Le rattrapage sera abordé « ultérieurement », dit le ministre

Par contre, la députée de Québec solidaire (QS) Christine Labrie s’est dite « consternée » que la question du rattrapage scolaire ne se retrouve nulle part dans le plan du ministre.

Selon elle, les établissements scolaires ne pourront contrer les impacts de six mois d’absence à l’école sans moyens supplémentaires.

Jean-François Roberge a promis en conférence de presse de revenir sur le volet pédagogique « ultérieurement », sans préciser de date. Il a dit que « des ajouts de services » s’en venaient dans les écoles.

« Ça fait deux fois que le ministre nous présente un plan pour la rentrée, et ça fait deux fois qu’il oublie le rattrapage », a déploré Mme Labrie par voie de communiqué.

« Les spécialistes s’inquiètent du décrochage depuis des mois.

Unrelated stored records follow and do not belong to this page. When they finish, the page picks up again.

PR #1003, opened 2022-11-02
Refactor client reset

blagoev:
refactor client reset

### DIFF
--- a/lib/src/configuration.dart
+++ b/lib/src/configuration.dart
@@ -429,18 +429,22 @@ extension SchemaObjectInternal on SchemaObject {
 /// This can happen if the server is rolled back or restored from backup.
 /// {@category Sync}
 abstract class ClientResetHandler {
-  /// Defines what should happen in case of a Client reset
-  ClientResyncModeInternal get _mode;
+  
+  // Defines what should happen in case of a Client reset
+  final ClientResyncModeInternal _mode;
 
-  BeforeResetCallback? get _onBeforeReset => null;
-  AfterResetCallback? get _onAfterDiscard => null;
-  AfterResetCallback? get _onAfterRecovery => null;
+  final BeforeResetCallback? _onBeforeReset;
+  final AfterResetCallback? _onAfterDiscard;
+  final AfterResetCallback? _onAfterRecovery;
 
   /// The callback that handles the [ClientResetError].
   final ClientResetCallback? onManualReset;
 
   /// Initializes a new instance of [ClientResetHandler].
-  const ClientResetHandler(this.onManualReset);
+  const ClientResetHandler._(this.onManualReset,  this._mode, {BeforeResetCallback? onBeforeReset, AfterResetCallback? onAfterDiscard, AfterResetCallback? onAfterRecovery})
+      : _onBeforeReset = onBeforeReset,
+        _onAfterDiscard = onAfterDiscard,
+        _onAfterRecovery = onAfterRecovery;
 }
 
 /// A client reset strategy where the user needs to fully take care of a client reset.
@@ -449,14 +453,10 @@ abstract class ClientResetHandler {
 /// that will enable full control of moving any unsynced changes to the synchronized `Realm`.
 /// {@category Sync}
 class ManualRecoveryHandler extends ClientResetHandler {
-
   /// Creates an instance of `ManualRecoveryHandler` with the supplied client reset handler.
   ///
   /// [onReset] callback is triggered when a manual client reset happens.
-  const ManualRecoveryHandler(ClientResetCallback onReset) : super(onReset);
-
-  @override
-  ClientResyncModeInternal get _mode => ClientResyncModeInternal.manual;
+  const ManualRecoveryHandler(ClientResetCallback onReset) : super._(onReset, ClientResyncModeInternal.manual);
 }
 
 /// A client reset strategy where any not yet synchronized data is automatically
@@ -468,10 +468,10 @@ class ManualRecoveryHandler extends ClientResetHandler {
 /// {@category Sync}
 class DiscardUnsyncedChangesHandler extends ClientResetHandler {
   /// The callback that will be executed just before the client reset happens.
-  final BeforeResetCallback? onBeforeReset;
+  BeforeResetCallback? get onBeforeReset => _onBeforeReset;
 
   /// The callback that will be executed just after the client reset happens.
-  final AfterResetCallback? onAfterReset;
+  AfterResetCallback? get onAfterReset => _onAfterDiscard;
 
   /// Creates an instance of `DiscardUnsyncedChangesHandler`.
   ///
@@ -479,16 +479,8 @@ class DiscardUnsyncedChangesHandler extends ClientResetHandler {
   /// The first two are invoked just before and after the client reset has happened,
   /// while the last one will be invoked in case an error occurs during the automated process and the system needs to fallback to a manual mode.
   /// The freshly downloaded copy of the synchronized Realm triggers all change notifications as a write transaction is internally simulated.
-  const DiscardUnsyncedChangesHandler({this.onBeforeReset, this.onAfterReset, ClientResetCallback? onManualResetFallback}) : super(onManualResetFallback);
-
-  @override
-  ClientResyncModeInternal get _mode => ClientResyncModeInternal.discardLocal;
-
-  @override
-  BeforeResetCallback? get _onBeforeReset => onBeforeReset;
-
-  @override
-  AfterResetCallback? get _onAfterDiscard => onAfterReset;
+  const DiscardUnsyncedChangesHandler({BeforeResetCallback? onBeforeReset, AfterResetCallback? onAfterReset, ClientResetCallback? onManualResetFallback})
+      : super._(onManualResetFallback, ClientResyncModeInternal.discardLocal, onAfterDiscard: onAfterReset, onBeforeReset: onBeforeReset);
 }
 
 /// A client reset strategy that attempts to automatically recover any unsynchronized changes.
@@ -499,26 +491,18 @@ class DiscardUnsyncedChangesHandler extends ClientResetHandler {
 /// {@category Sync}
 class RecoverUnsyncedChangesHandler extends ClientResetHandler {
   /// The callback that will be executed just before the client reset happens.
-  final BeforeResetCallback? onBeforeReset;
+  BeforeResetCallback? get onBeforeReset => _onBeforeReset;
 
   /// The callback that will be executed just after the client reset happens.
-  final AfterResetCallback? onAfterReset;
+  AfterResetCallback? get onAfterReset => _onAfterRecovery;
 
   /// Creates an instance of `RecoverUnsyncedChangesHandler`.
   ///
   /// This strategy supplies three callbacks: [onBeforeReset], [onAfterReset] and [onManualResetFallback].
   /// The first two are invoked just before and after the client reset has happened, while the last one is invoked
   /// in case an error occurs during the automated process and the system needs to fallback to a manual mode.
-  const RecoverUnsyncedChangesHandler({this.onBeforeReset, this.onAfterReset, ClientResetCallback? onManualResetFallback}) : super(onManualResetFallback);
-
-  @override
-  ClientResyncModeInternal get _mode => ClientResyncModeInternal.recover;
-
-  @override
-  BeforeResetCallback? get _onBeforeReset => onBeforeReset;
-
-  @override
-  AfterResetCallback? get _onAfterRecovery => onAfterReset;
+  const RecoverUnsyncedChangesHandler({BeforeResetCallback? onBeforeReset, AfterResetCallback? onAfterReset, ClientResetCallback? onManualResetFallback})
+      : super._(onManualResetFallback, ClientResyncModeInternal.recover, onBeforeReset: onBeforeReset, onAfterRecovery: onAfterReset);
 }
 
 /// A client reset strategy that attempts to automatically recover any unsynchronized changes.
@@ -532,15 +516,15 @@ class RecoverUnsyncedChangesHandler extends ClientResetHandler {
 /// {@category Sync}
 class RecoverOrDiscardUnsyncedChangesHandler extends ClientResetHandler {
   /// The callback that will be executed just before the client reset happens.
-  final BeforeResetCallback? onBeforeReset;
-
-  /// The callback that will be executed just after the client reset happens if the local changes
-  /// were successfully recovered.
-  final AfterResetCallback? onAfterRecovery;
+  BeforeResetCallback? get onBeforeReset => _onBeforeReset;
 
   /// The callback that will be executed just after the client reset happens if the local changes
   /// needed to be discarded.
-  final AfterResetCallback? onAfterDiscard;
+  AfterResetCallback? get onAfterDiscard => _onAfterDiscard;
+
+  /// The callback that will be executed just after the client reset happens if the local changes
+  /// were successfully recovered.
+  AfterResetCallback? get onAfterRecovery => _onAfterRecovery;
 
   /// Creates an instance of `RecoverOrDiscardUnsyncedChangesHandler`.
   ///
@@ -554,20 +538,9 @@ class RecoverOrDiscardUnsyncedChangesHandler extends ClientResetHandler {
   /// [onAfterDiscard] is invoked if and only if an automatic client reset failed and instead the discard unsynced one succeded.
   /// The callback is never called if the discard unsynced client reset fails.
   /// [onManualResetFallback] is invoked whenever an error occurs in either of the recovery stragegies and the system needs to fallback to a manual mode.
-  const RecoverOrDiscardUnsyncedChangesHandler({this.onBeforeReset, this.onAfterRecovery, this.onAfterDiscard, ClientResetCallback? onManualResetFallback})
-      : super(onManualResetFallback);
-
-  @override
-  ClientResyncModeInternal get _mode => ClientResyncModeInternal.recoverOrDiscard;
-
-  @override
-  BeforeResetCallback? get _onBeforeReset => onBeforeReset;
-
-  @override
-  AfterResetCallback? get _onAfterDiscard => onAfterDiscard;
-
-  @override
-  AfterResetCallback? get _onAfterRecovery => onAfterRecovery;
+  const RecoverOrDiscardUnsyncedChangesHandler(
+      {BeforeResetCallback? onBeforeReset, AfterResetCallback? onAfterRecovery, AfterResetCallback? onAfterDiscard, ClientResetCallback? onManualResetFallback})
+      : super._(onManualResetFallback, ClientResyncModeInternal.recoverOrDiscard, onBeforeReset: onBeforeReset, onAfterDiscard: onAfterDiscard, onAfterRecovery: onAfterRecovery);
 }
 
 /// @nodoc
--- a/lib/src/configuration.dart
+++ b/lib/src/configuration.dart
@@ -441,7 +441,7 @@ abstract class ClientResetHandler {
   final ClientResetCallback? onManualReset;
 
   /// Initializes a new instance of [ClientResetHandler].
-  const ClientResetHandler._(this.onManualReset,  this._mode, {BeforeResetCallback? onBeforeReset, AfterResetCallback? onAfterDiscard, AfterResetCallback? onAfterRecovery})
+  const ClientResetHandler._(this._mode, this.onManualReset,  {BeforeResetCallback? onBeforeReset, AfterResetCallback? onAfterDiscard, AfterResetCallback? onAfterRecovery})
       : _onBeforeReset = onBeforeReset,
         _onAfterDiscard = onAfterDiscard,
         _onAfterRecovery = onAfterRecovery;
@@ -456,7 +456,7 @@ class ManualRecoveryHandler extends ClientResetHandler {
   /// Creates an instance of `ManualRecoveryHandler` with the supplied client reset handler.
   ///
   /// [onReset] callback is triggered when a manual client reset happens.
-  const ManualRecoveryHandler(ClientResetCallback onReset) : super._(onReset, ClientResyncModeInternal.manual);
+  const ManualRecoveryHandler(ClientResetCallback onReset) : super._(ClientResyncModeInternal.manual, onReset);
 }
 
 /// A client reset strategy where any not yet synchronized data is automatically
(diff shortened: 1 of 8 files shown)


lib/src/native/realm_core.dart
```diff
@@ -500,52 +502,45 @@ class _RealmCore {
...
+      _realmLib.realm_register_user_code_callback_error(error.toPersistentHandle());
+    } finally {
+      _realmLib.realm_dart_invoke_unlock_callback(success, unlockCallbackFunc);
     }
   }
 
   static void _syncBeforeResetCallback(Object userdata, Pointer<shared_realm> realmHandle, Pointer<Void> unlockCallbackFunc) {
     final syncConfig = userdata as FlexibleSyncConfiguration;
-    final beforeResetCallback = syncConfig.clientResetHandler.onBeforeReset;
-    if (beforeResetCallback == null) {
```
blagoev, line 511: The callback is only registered if the dart callback was provided. So if it is invoked then we are sure this can't be null.

lib/src/native/realm_core.dart
```diff
@@ -226,13 +226,15 @@ class _RealmCore {
           _realmLib.realm_sync_config_set_error_handler(syncConfigPtr, _realmLib.addresses.realm_dart_sync_error_handler_callback, errorHandlerUserdata.cast(),
               _realmLib.addresses.realm_dart_userdata_async_free);
 
-          if (config.clientResetHandler is! ManualRecoveryHandler) {
```
blagoev, line 229: We don't switch on the type but rather check if the callback has been provided

src/realm_dart_sync.cpp
```diff
@@ -139,56 +139,46 @@ RLM_API void realm_dart_sync_on_subscription_state_changed_callback(realm_userda
...
+bool invoke_dart_and_await_result(realm::util::UniqueFunction<void(realm::util::UniqueFunction<void(bool)>*)>* userCallback)
 {
     std::condition_variable condition;
     std::mutex mutex;
-    bool complete = false;
     bool success = false;
+    bool completed = false;
 
     realm::util::UniqueFunction<void(bool)> unlockFunc = [&](bool result) {
         std::unique_lock<std::mutex> lock(mutex);
```
nielsenko, line 150:
```suggestion
    realm::util::UniqueFunction unlockFunc = [&](bool result) {
        std::unique_lock lock(mutex);
```
compiler is smart enough to infer this

src/realm_dart_sync.cpp
```diff
@@ -139,56 +139,46 @@ RLM_API void realm_dart_sync_on_subscription_state_changed_callback(realm_userda
...
-        complete = true;
         success = result;
+        completed = true;
         lock.unlock();
         condition.notify_one();
     };
     (*userCallback)(&unlockFunc);
 
     std::unique_lock<std::mutex> lock(mutex);
```
nielsenko, line 158:
```suggestion
    std::unique_lock lock(mutex);
```
let compiler infer

lib/src/configuration.dart
```diff
@@ -429,18 +429,22 @@ extension SchemaObjectInternal on SchemaObject {
...
+  
+  // Defines what should happen in case of a Client reset
+  final ClientResyncModeInternal _mode;
 
-  BeforeResetCallback? get _onBeforeReset => null;
-  AfterResetCallback? get _onAfterDiscard => null;
-  AfterResetCallback? get _onAfterRecovery => null;
+  final BeforeResetCallback? _onBeforeReset;
+  final AfterResetCallback? _onAfterDiscard;
+  final AfterResetCallback? _onAfterRecovery;
```
nielsenko, line 438: I think I prefer this as well, although it can be argued it allocates a bit more memory

nielsenko (approved):
Have a few suggestions in the c++ part, but otherwise fine with me

src/realm_dart_sync.cpp
blagoev: that's not something this PR is changing but I prefer your suggestion. will commit

lib/src/configuration.dart
blagoev: yes, but since there will be a limited number of instances of these classes throughout the app lifetime its should be negligible.

lib/src/native/realm_core.dart
```diff
@@ -500,52 +502,45 @@ class _RealmCore {
...
     final realm = RealmInternal.getUnowned(syncConfig, RealmHandle._unowned(realmHandle));
-    _continueWhenComplete(() => beforeResetCallback(realm), unlockCallbackFunc);
+
+    _callResetCallback(() => beforeResetCallback(realm), unlockCallbackFunc);
   }
 
   static void _syncAfterResetCallback(Object userdata, Pointer<shared_realm> beforeHandle, Pointer<realm_thread_safe_reference> afterReference, bool didRecover,
       Pointer<Void> unlockCallbackFunc) {
     final syncConfig = userdata as FlexibleSyncConfiguration;
-    final afterResetCallback = didRecover ? syncConfig.clientResetHandler.onAfterRecovery : syncConfig.clientResetHandler.onAfterDiscard;
```
nirinchev, line 522: Why is this check removed? You could still end up with a null callback if you do something like:


```dart
final handler = RecoveryOrDiscardHandler(onAfterRecovery: () {...});
```

If recovery fails, the `onAfterDiscard` needs to be invoked, but it'll be `null` here.

src/realm_dart.cpp
```diff
@@ -87,5 +87,11 @@ RLM_API void realm_dart_userdata_async_free(void* userdata)
     });
 }
 
+RLM_API void realm_dart_invoke_unlock_callback(bool success, void* unlockFunc)
+{
+    auto castFunc = (reinterpret_cast<realm::util::UniqueFunction<void(bool)>*>(unlockFunc));
+    (*castFunc)(success);
+}
```
nirinchev, line 94: I dislike that this is now so specific. There's nothing in the function implementation that indicates that this is somehow related to locking. It's just invoking a function that takes a boolean. The fact that in the client reset flow it'll unlock a lock is an implementation detail.

nirinchev (changes requested):

src/realm_dart.cpp
blagoev: This exactly a specific function to unlock and the argument is called unlockFunc, hence the otherway around was weird. This makes it more clear what it does and when it should be used.

lib/src/native/realm_core.dart
blagoev: which check was removed?

src/realm_dart.cpp
desistefanova: I think we can renamed only the argument name. I has left unchanged after I refactored the function to be general.

lib/src/native/realm_core.dart
nirinchev: The check for null

src/realm_dart_sync.cpp
```diff
@@ -139,56 +139,46 @@ RLM_API void realm_dart_sync_on_subscription_state_changed_callback(realm_userda
     });
 }
 
-bool wait_dart_before_continue(realm::util::UniqueFunction<void(realm::util::UniqueFunction<void(bool)>*)>* userCallback)
+bool invoke_dart_and_await_result(realm::util::UniqueFunction<void(realm::util::UniqueFunction<void(bool)>*)>* userCallback)
```
desistefanova, line 142: I prefer more `wait_dart_before_continue` since when you see the place where it is called it is clear that you stops the execution there and you wait something. Could be `wait_dart_result_then_continue`. But starting with `wait` makes it more obvious that you are waiting.

src/realm_dart.cpp
nirinchev: I also think we should rename the argument - it's a void* which is then cast to `function(bool)`. Nothing about it deals with unlocking anything.

src/realm_dart_sync.cpp
blagoev: There is a `wait` in the function name. Its just more natural language. The previous function name was not natural to me.

lib/src/native/realm_core.dart
```diff
@@ -226,13 +226,15 @@ class _RealmCore {
           _realmLib.realm_sync_config_set_error_handler(syncConfigPtr, _realmLib.addresses.realm_dart_sync_error_handler_callback, errorHandlerUserdata.cast(),
               _realmLib.addresses.realm_dart_userdata_async_free);
 
-          if (config.clientResetHandler is! ManualRecoveryHandler) {
+          if (config.clientResetHandler.onBeforeReset != null) {
```
desistefanova, line 229: OK! You have changed this, so I don't need to make additional PR, as you suggested in Client Reset PR.

blagoev: yes no need

src/realm_dart.cpp
desistefanova: It just call a function. You specify the pointer of that function as an argument. The method doesn't care what is the function just calls it. The specific this here is only that the function expects a bool argument. It could be renamed to `realm_dart_invoke_function_with_confirmation`

blagoev: the argument just names what the void* pointer points to. The name of the function names what it does.

lib/src/native/realm_core.dart
blagoev: the null check below 
```dart
if (afterResetCallback == null) {
```

was removed cause this funciton `_syncAfterResetCallback` now is only registered and invoked if either `onAfterRecovery` or `onAfterDiscard` is not null. 
hence the new implementation does a hard cast from null `onAfterRecovery!` and `onAfterDiscard!`

Is the question about these hard casts? Are they problematic?

lib/src/native/realm_core.dart
desistefanova: OK! You have changed this, so I don't need to make additional PR, as you suggested in Client Reset PR.

lib/src/native/realm_core.dart
blagoev: This check now is done here
https://github.com/realm/realm-dart/pull/1003/files#diff-cd0d6010ea23a618f899185aec525b9c186cc41c35679f48d21f2d295f5c8cfbR237

src/realm_dart.cpp
nirinchev: The `void*` pointer points to a `Function(bool)`. How is that related to locks?

lib/src/native/realm_core.dart
```diff
@@ -500,52 +502,45 @@ class _RealmCore {
...
   }
 
   static void _syncBeforeResetCallback(Object userdata, Pointer<shared_realm> realmHandle, Pointer<Void> unlockCallbackFunc) {
     final syncConfig = userdata as FlexibleSyncConfiguration;
-    final beforeResetCallback = syncConfig.clientResetHandler.onBeforeReset;
-    if (beforeResetCallback == null) {
-      _invokeNativeFunction(unlockCallbackFunc);
-      return;
-    }
+    final beforeResetCallback = syncConfig.clientResetHandler.onBeforeReset!;
```
desistefanova, line 525: I wouldn't rely on the implementation of another function to make sure that onBeforeReset is not null. We can change it after two version and to forget about that requirement. 
What bothers me is that if some error happens inside `_syncBeforeResetCallback` method we will never return and will hold C thread locked. It is good to have `try` block and in its `catch` to always unlock the C thread with `call_invokeNativeFunction(unlockCallbackFunc);`. An error could happen also when calling `RealmInternal.getUnowned`. It should be also in the `try`.
The same is for `_syncAfterResetCallback`

lib/src/native/realm_core.dart
nirinchev: As I said in my example - if `onRecoveryCallback` is not null, we're going to register: `config.clientResetHandler.onAfterRecovery != null || config.clientResetHandler.onAfterDiscard != null` returns `true`. But if `didRecover` is `false`, we'll try to execute `onAfterDiscard` which is `null`.

lib/src/native/realm_core.dart
```diff
@@ -500,52 +502,45 @@ class _RealmCore {
...
-  }
 
-  static Future<void> _continueWhenComplete(FutureOr<void> Function() callback, Pointer<Void> nativeFunction) async {
-    try {
-      await callback();
-      _invokeNativeFunction(nativeFunction);
-    } catch (error) {
-      _invokeNativeFunction(nativeFunction, error);
-    }
+     _callResetCallback(() => afterResetCallback(beforeRealm, afterRealm), unlockCallbackFunc);
```
desistefanova, line 543: Could we find some better name? There are too much uses of the name `ResetCallbacks`. It is not clear what we do in this method.

src/realm_dart.cpp
blagoev: it specifies that this function `realm_dart_invoke_unlock_callback` works with specific native callbacks expected to be passed as an argument.  You can pass any other function but that will be wrong usage and we can not express that other than the parameter name

lib/src/native/realm_core.dart
blagoev: `_callResetCallback` calls the reset call backs in a specific way and should not be used in any other place in the SDK. Do you have any suggestion for a better name?

lib/src/native/realm_core.dart
blagoev: That is exactly the idea and what it should do. This function  *demands* that this is not null if it is invoked. If it is it will throw an exception. That is the idea of the hard cast.

lib/src/native/realm_core.dart
```diff
@@ -500,52 +502,45 @@ class _RealmCore {
...
   static void _syncBeforeResetCallback(Object userdata, Pointer<shared_realm> realmHandle, Pointer<Void> unlockCallbackFunc) {
     final syncConfig = userdata as FlexibleSyncConfiguration;
-    final beforeResetCallback = syncConfig.clientResetHandler.onBeforeReset;
-    if (beforeResetCallback == null) {
-      _invokeNativeFunction(unlockCallbackFunc);
-      return;
-    }
+    final beforeResetCallback = syncConfig.clientResetHandler.onBeforeReset!;
+
     final realm = RealmInternal.getUnowned(syncConfig, RealmHandle._unowned(realmHandle));
```
nirinchev, line 527: This is not related to this PR, but we need to be releasing these handles at the end of the callback. At the end, this should look something like:

```dart
final beforeHandle = RealmHandle._unowned(realmHandle);
try {
  final realm = RealmInternal.getUnowned(...);
  await beforeResetCallback(realm);
  unlock(true);
} catch (e) {
  // log e
  unlock(false);
} finally {
  beforeHandle.release();
}
```

src/realm_dart.cpp
nirinchev: I disagree with this - it's a function that executes a native function. What the native function does is irrelevant as long as it takes a single boolean argument.

lib/src/native/realm_core.dart
nirinchev: As Desi points out, if it is null it will lead to a deadlock because we're doing this outside of the try block. Additionally, it's kind of dangerous if due to a bug in our SDK, users start losing data.

desistefanova: If you try to `throw Exception("test exception");` here, we will have a deadlock.

lib/src/native/realm_core.dart
blagoev: will fix

desistefanova: Maybe we can achieve it now with something like:
    _callResetCallback(() async { 
        final beforeHandle = RealmHandle._unowned(realmHandle);
        final realm = RealmInternal.getUnowned(syncConfig, RealmHandle._unowned(realmHandle));
        await beforeResetCallback(realm), unlockCallbackFunc).whenComplete(()=>beforeHandle.release());
        }, unlockCallbackFunc);

src/realm_dart.cpp
blagoev: We are not trying to implement a generic function that can call native functions with a bool argument. We are writing a very specific function that should do only one thing and is clear what it does and when it should be used. We don't have a case for anything else. 
If we are trying to make a generic function then the questions will be why this signature and not a different one. Why support bools and not even more. Then why don't we stop right now and make 100 functions with different generic meaning.
This is not useful since we don't have such case. Hence we should be explicit here when this function should be used.

lib/src/configuration.dart
```diff
@@ -429,18 +429,22 @@ extension SchemaObjectInternal on SchemaObject {
...
 
   /// The callback that handles the [ClientResetError].
   final ClientResetCallback? onManualReset;
 
   /// Initializes a new instance of [ClientResetHandler].
-  const ClientResetHandler(this.onManualReset);
+  const ClientResetHandler._(this.onManualReset,  this._mode, {BeforeResetCallback? onBeforeReset, AfterResetCallback? onAfterDiscard, AfterResetCallback? onAfterRecovery})
```
desistefanova, line 444:
```suggestion
const ClientResetHandler._(this._mode, this.onManualReset, {BeforeResetCallback? onBeforeReset, AfterResetCallback? onAfterDiscard, AfterResetCallback? onAfterRecovery})
```
I prefer to start with the mode and them to provide all the callBacks.

desistefanova: I'm OK with the rest of the other changes in the Configuration. The API doc also looks as good as before, so that we keep the user API the same.

src/realm_dart.cpp
nirinchev: I'm not sure I subscribe to this ideology. While I agree we're not trying to implement a general-purpose function calling mechanism, I firmly believe we should name functions for what they do and not for how they're being used. The name of the function as is implies that it somehow manages locking/unlocking of resources, but it doesn't do it - it just invokes another function with a boolean argument.

desistefanova: If it sounds to you better to be specific, why did you move it realm_dart.cpp? Let's specify it for reset callbacks and to leave it next to the locking functions in realm_dart_sync.cpp

blagoev: because it can be used for other invocations that expect a result synchronously as well. it is not tied to sync specifically.

blagoev: @nikola This function is named after what it does and not how it is used. It invokes a unlock function callback which was passed to a Dart function which accepts a unlock callback argument. This ties the whole concept together. So later when someone needs to do the same it is obvious what needs to be done. create a static dart function which should return a result using that function and continue the operation

lib/src/native/realm_core.dart
blagoev: .whenComplete is not avaialble since this is `FutureOr`

lib/src/native/realm_core.dart
blagoev: then the previous code was not written correctly either since we are casting the config. Which might fail as well.

blagoev: I will be fixing this

src/realm_dart.cpp
nirinchev: Again, the function being passed as an argument is not an unlock function. It's a function(bool).

nirinchev: Consider this extreme example:

```dart
void bark(Object dog) {
  final animal = dog as Animal;
  animal.produceSound();
}

final dog = Dog();
dog.bark();
```

Do you think the bark function is named correctly here? Because this is what is essentially happening with this C function. We accept a generic void* pointer, we cast it to a function(bool), then invoke that function. And we call the argument `unlockFunc` because we expect that consumers are going to invoke us with a function that unlocks something.

lib/src/native/realm_core.dart
blagoev: I will be fixing it

src/realm_dart.cpp
blagoev: I don't think we are getting anywhere here. I would like to move away from bike shading the function name. The function is called `invoke_unlock_callback` and it does what it says and expect a specific argument to be passed in and be used in a specific case. Lets move the discussion to another place where we can gain more value.
The other feedback for deadlocks is more important in this PR. I am trying to handle it.

lib/src/native/realm_core.dart
blagoev: handled

lib/src/native/realm_core.dart
blagoev: fixed

lib/src/native/realm_core.dart
blagoev: fixed

lib/src/configuration.dart
blagoev: fixed

lib/src/native/realm_core.dart
```diff
@@ -500,52 +502,59 @@ class _RealmCore {
...
+      _realmLib.realm_dart_invoke_unlock_callback(success, unlockCallbackFunc);
     }
-    final realm = RealmInternal.getUnowned(syncConfig, RealmHandle._unowned(realmHandle));
-    _continueWhenComplete(() => beforeResetCallback(realm), unlockCallbackFunc);
+  }
+
+  static void _syncBeforeResetCallback(Object userdata, Pointer<shared_realm> realmHandle, Pointer<Void> unlockCallbackFunc) {
+    _guardSynchCallback(() async {
+      final syncConfig = userdata as FlexibleSyncConfiguration;
+      var beforeResetCallback = syncConfig.clientResetHandler.onBeforeReset!;
```
desistefanova, line 526: I really prefer to have the same check here:
```dart
 if (beforeResetCallback== null) {
        return Future<void>.value();
      }
```
If we throw if for some reason this callback is null then we will always fail the automatics recovery and discard, just because there is no attached callback.

blagoev: this should fail and silence the error. This callback should never be called with onBeforeReset null

src/realm_dart.cpp
nirinchev: I'm fine with moving the discussion elsewhere, but I disagree with changing the function name here. Since both Desi and I believe the old name is better and the name change is not fixing an actual bug, let's keep the original name and we can rename it once we've completed bikeshedding.

lib/src/native/realm_core.dart
desistefanova: I don't understand your point. The callback that the users set is clientResetHandler.onBeforeReset but the callback that we pass to core is _syncBeforeResetCallback eventually. I know we have a check while we are creating the config, but should we rely on it? I think that it is better and safety to have the correct check here. If the user hadn't provide a callback we shouldn't break the recover and discard to continue.

desistefanova (approved):

lib/src/native/realm_core.dart
```diff
@@ -500,52 +502,59 @@ class _RealmCore {
...
+    syncConfig.syncErrorHandler(syncError);
   }
 
-  static void _syncBeforeResetCallback(Object userdata, Pointer<shared_realm> realmHandle, Pointer<Void> unlockCallbackFunc) {
-    final syncConfig = userdata as FlexibleSyncConfiguration;
-    final beforeResetCallback = syncConfig.clientResetHandler.onBeforeReset;
-    if (beforeResetCallback == null) {
-      _invokeNativeFunction(unlockCallbackFunc);
-      return;
+  static void _guardSynchCallback(FutureOr<void> Function() callback, Pointer<Void> unlockCallbackFunc) async {
```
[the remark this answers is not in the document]
blagoev: _guardSynchonousCallback ?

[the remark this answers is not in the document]
desistefanova: I will rename it to _guardSynchronousCallback in [Client reset PR](https://github.com/realm/realm-dart/pull/925)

Aujourd’hui, à deux semaines d’une rentrée hors de l’ordinaire, on se fait encore dire que ça va venir ultérieurement !

« Je m’attendais à ce que ce soit le principal ajout au plan, et ça m’inquiète énormément que rien ne soit encore prévu », a renchéri la députée.

« Ça m’a jeté en bas de ma chaise »

En entrevue, la députée Véronique Hivon, du Parti québécois (PQ), a fait écho aux propos de Mme Labrie.

Selon elle, le ministre a présenté un plan de santé publique, alors qu’il avait aussi le devoir de présenter un plan d’éducation.

« La fonction première du ministre de l’Éducation, c’est de se préoccuper de l’éducation », a-t-elle insisté, en affirmant que les parents n’étaient qu’« à moitié rassurés ». « On ne nous parle toujours pas de ça. C’est ça qui m’a jeté en bas de ma chaise. »

Mme Hivon a déploré qu’aucun nouvel investissement n’ait été annoncé relativement au soutien pédagogique des élèves, à deux semaines de la rentrée scolaire.

« J’ai beaucoup de mal à m’expliquer comment on va réussir à accompagner correctement les élèves, particulièrement ceux qui ont des difficultés d’apprentissage, sans budget, sans ressources supplémentaires, sans plan de match », a-t-elle déclaré.

Pour sa part, la Fédération autonome de l’enseignement (FAE) dit avoir demandé au ministère de l’Éducation de prioriser les savoirs essentiels, tandis que la Centrale des syndicats du Québec (CSQ) a déclaré qu’il était « urgent » de se pencher sur les besoins des élèves vulnérables.